Data records:
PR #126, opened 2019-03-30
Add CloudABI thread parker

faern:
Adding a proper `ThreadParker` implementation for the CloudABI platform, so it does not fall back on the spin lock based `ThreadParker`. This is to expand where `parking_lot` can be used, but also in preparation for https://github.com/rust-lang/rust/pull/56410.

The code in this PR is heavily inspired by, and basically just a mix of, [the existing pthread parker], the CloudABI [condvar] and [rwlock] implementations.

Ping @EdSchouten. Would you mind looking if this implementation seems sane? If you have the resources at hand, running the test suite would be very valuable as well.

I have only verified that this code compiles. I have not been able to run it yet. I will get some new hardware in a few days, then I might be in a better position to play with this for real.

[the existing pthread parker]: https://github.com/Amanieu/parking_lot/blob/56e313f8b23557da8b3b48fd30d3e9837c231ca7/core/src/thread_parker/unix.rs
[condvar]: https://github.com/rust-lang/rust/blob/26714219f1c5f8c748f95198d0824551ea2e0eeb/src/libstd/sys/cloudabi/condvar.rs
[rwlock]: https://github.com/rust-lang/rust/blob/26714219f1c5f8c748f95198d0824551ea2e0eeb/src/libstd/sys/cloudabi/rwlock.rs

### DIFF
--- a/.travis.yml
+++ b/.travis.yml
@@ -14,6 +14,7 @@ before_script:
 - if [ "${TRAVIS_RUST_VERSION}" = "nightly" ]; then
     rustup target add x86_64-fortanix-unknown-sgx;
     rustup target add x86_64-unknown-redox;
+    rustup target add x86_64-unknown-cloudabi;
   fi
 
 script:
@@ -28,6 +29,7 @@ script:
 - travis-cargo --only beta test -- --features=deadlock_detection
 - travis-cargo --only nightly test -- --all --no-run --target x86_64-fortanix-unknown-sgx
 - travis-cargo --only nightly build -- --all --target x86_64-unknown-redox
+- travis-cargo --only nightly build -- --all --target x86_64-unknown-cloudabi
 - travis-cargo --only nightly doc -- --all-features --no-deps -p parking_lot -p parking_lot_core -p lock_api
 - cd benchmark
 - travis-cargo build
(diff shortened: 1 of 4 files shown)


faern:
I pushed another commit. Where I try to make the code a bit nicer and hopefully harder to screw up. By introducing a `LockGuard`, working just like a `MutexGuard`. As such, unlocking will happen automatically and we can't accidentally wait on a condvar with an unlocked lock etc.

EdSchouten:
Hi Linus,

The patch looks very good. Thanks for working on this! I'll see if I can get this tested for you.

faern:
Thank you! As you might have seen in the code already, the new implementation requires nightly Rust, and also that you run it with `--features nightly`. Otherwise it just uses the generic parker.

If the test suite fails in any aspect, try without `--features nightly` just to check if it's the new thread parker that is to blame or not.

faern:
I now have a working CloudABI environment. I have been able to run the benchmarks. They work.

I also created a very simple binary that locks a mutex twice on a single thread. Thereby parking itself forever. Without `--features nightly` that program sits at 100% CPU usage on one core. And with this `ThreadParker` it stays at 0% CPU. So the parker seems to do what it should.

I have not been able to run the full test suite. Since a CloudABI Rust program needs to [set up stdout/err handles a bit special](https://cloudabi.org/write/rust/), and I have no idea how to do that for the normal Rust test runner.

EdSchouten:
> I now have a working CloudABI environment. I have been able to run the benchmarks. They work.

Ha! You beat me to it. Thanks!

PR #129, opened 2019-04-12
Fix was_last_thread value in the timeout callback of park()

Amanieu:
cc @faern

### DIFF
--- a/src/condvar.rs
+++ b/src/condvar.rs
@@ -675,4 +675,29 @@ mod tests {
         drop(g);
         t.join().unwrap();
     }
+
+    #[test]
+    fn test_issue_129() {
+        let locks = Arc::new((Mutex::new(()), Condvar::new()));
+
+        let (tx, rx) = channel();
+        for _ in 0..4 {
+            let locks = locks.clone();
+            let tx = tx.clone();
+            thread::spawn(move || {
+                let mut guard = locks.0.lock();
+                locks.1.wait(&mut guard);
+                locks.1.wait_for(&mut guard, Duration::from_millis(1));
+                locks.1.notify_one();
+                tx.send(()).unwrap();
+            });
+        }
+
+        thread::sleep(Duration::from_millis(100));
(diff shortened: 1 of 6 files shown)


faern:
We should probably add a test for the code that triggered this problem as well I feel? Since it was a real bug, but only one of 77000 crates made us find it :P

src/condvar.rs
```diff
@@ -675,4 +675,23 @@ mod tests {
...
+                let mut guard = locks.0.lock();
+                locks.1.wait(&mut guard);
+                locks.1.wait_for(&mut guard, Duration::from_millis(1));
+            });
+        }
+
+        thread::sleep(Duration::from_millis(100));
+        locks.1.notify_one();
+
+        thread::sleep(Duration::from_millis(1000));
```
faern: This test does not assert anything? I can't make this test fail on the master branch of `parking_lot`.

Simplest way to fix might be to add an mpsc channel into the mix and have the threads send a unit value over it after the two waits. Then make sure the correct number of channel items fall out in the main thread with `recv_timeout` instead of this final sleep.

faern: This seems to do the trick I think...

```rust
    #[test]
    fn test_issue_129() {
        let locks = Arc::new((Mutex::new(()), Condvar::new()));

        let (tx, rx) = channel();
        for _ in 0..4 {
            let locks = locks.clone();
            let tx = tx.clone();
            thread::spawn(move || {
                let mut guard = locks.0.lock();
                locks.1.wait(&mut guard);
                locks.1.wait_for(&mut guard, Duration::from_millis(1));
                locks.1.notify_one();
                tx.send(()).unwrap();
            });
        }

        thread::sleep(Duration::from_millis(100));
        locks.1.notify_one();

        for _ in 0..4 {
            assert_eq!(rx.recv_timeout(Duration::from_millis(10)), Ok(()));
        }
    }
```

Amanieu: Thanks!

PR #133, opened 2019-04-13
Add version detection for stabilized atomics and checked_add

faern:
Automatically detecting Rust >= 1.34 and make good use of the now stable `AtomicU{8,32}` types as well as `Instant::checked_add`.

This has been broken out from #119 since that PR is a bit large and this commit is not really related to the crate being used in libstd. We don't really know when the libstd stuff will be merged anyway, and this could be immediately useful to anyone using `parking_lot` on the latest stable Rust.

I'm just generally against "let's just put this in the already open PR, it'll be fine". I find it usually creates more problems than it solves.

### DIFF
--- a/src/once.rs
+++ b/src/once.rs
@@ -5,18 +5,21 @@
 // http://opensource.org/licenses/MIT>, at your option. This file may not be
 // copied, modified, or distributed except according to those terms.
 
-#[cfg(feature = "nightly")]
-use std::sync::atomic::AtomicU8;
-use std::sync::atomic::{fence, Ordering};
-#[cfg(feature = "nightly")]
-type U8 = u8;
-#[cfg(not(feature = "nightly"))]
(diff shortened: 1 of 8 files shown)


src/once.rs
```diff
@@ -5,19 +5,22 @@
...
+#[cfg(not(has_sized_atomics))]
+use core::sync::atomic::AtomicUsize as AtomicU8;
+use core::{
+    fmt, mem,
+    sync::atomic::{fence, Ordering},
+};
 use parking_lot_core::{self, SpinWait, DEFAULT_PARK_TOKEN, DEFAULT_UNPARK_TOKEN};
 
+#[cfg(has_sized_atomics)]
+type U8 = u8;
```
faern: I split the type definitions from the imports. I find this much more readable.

Exercise: From the first line of the material above down to the line with "Adding a proper", output each line exactly; include both of those lines and add no others.

Solution to this task:
PR #126, opened 2019-03-30
Add CloudABI thread parker

faern:
Adding a proper `ThreadParker` implementation for the CloudABI platform, so it does not fall back on the spin lock based `ThreadParker`. This is to expand where `parking_lot` can be used, but also in preparation for https://github.com/rust-lang/rust/pull/56410.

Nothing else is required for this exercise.